- [Exercise prompt] The word "that" marks the lines to report; pull each of them from the listing.

- [The data]
PR #2260, opened 2021-11-14
all: add support for GOARM

aykevl:
This environment variable can be set to 5, 6, or 7 and controls which ARM version (ARMv5, ARMv6, ARMv7) is used when compiling for GOARCH=arm.

The default value is usually ARMv5. This is an old architecture variant and perhaps it makes sense to use a more recent one such as ARMv6.

We could even go further and support ARMv4 if anybody is interested. It should be pretty simple to add this if needed.

### DIFF
--- a/compileopts/target.go
+++ b/compileopts/target.go
@@ -5,6 +5,7 @@ package compileopts
 import (
 	"encoding/json"
 	"errors"
+	"fmt"
 	"io"
 	"os"
 	"os/exec"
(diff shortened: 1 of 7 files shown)


compileopts/target.go
```diff
@@ -240,7 +254,14 @@ func defaultTarget(goos, goarch, triple string) (*TargetSpec, error) {
...
 		spec.CPU = "generic"
-		spec.Features = "+armv7-a,+dsp,+fp64,+vfp2,+vfp2sp,+vfp3d16,+vfp3d16sp,-thumb-mode"
+		switch strings.Split(triple, "-")[0] {
+		case "armv5":
+			spec.Features = "+armv5t,+strict-align,-thumb-mode"
+		case "armv6":
+			spec.Features = "+armv6,+dsp,+fp64,+strict-align,+vfp2,+vfp2sp,-thumb-mode"
+		case "armv7":
+			spec.Features = "+armv7-a,+dsp,+fp64,+vfp2,+vfp2sp,+vfp3d16,+vfp3d16sp,-thumb-mode"
+		}
```
niaow, line 269: Should we check for unrecognized options here?

aykevl: Do you mean an unrecognized architecture string (`armv5` etc)?
The only possible values are set in `LoadTarget`: `armv5`, `armv6`, and `armv7`. And the three possible GOARM values are again checked in builder_test.go to have the expected `spec.Features`.

niaow: Oh, I guess I just missed the other check. Nevermind.

niaow (approved):

aykevl:
I changed the PR a bit to default to `GOARM=6` instead of `GOARM=5`. Still not sure which is the better one, but ARMv6 is supported on most single board computers and (I think) all Raspberry Pis. The difference between ARMv5 and ARMv6 is pretty big.

deadprogram:

PR #2262, opened 2021-11-14
wip

chmllr:


aykevl:
As you probably found out, it's not practically possible to use a `GOOS` (or `GOARCH`) that is not supported by the Go toolchain.

I think this use case is best served with `-target=wasi` and a regular package that provides wrappers for the ic0 module.

chmllr:
@aykevl Thanks a lot! Right, I've used this PR to ask a question in the Slack and got the same response. In the end I was able to use `linux/arm` pair by adding a lot of build tags. But the resulting WASM module still had 3 issues:
- imports for `memset`, `memcpy`: no idea where they come from, but I need a clean module, without any imports except those I define in the runtime
- inability to configure the import module name: `//go:wasm-module` does not seem to do anything inside the Go file I compile - all functions were exported with the `env`
- the functions in my newly added runtime did not appear as imports at all, only function inside the Go file I was compiling.

I stopped my experiments for now at that point as I'm not getting anywhere :(

chmllr:
PS: I think I wasn't clear in my reponse: I cannot use `wasi` as it imports WASI syscalls which cannot be implemented on the platform I was trying to add. It's a pity that WASM is not integrated into tinygo as a platform agnostic IR (which it is).

aykevl:
> It's a pity that WASM is not integrated into tinygo as a platform agnostic IR (which it is).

- [Answer to the problem]
As you probably found out, it's not practically possible to use a `GOOS` (or `GOARCH`) that is not supported by the Go toolchain.
I think this use case is best served with `-target=wasi` and a regular package that provides wrappers for the ic0 module.
I stopped my experiments for now at that point as I'm not getting anywhere :(
PS: I think I wasn't clear in my reponse: I cannot use `wasi` as it imports WASI syscalls which cannot be implemented on the platform I was trying to add. It's a pity that WASM is not integrated into tinygo as a platform agnostic IR (which it is).
> It's a pity that WASM is not integrated into tinygo as a platform agnostic IR (which it is).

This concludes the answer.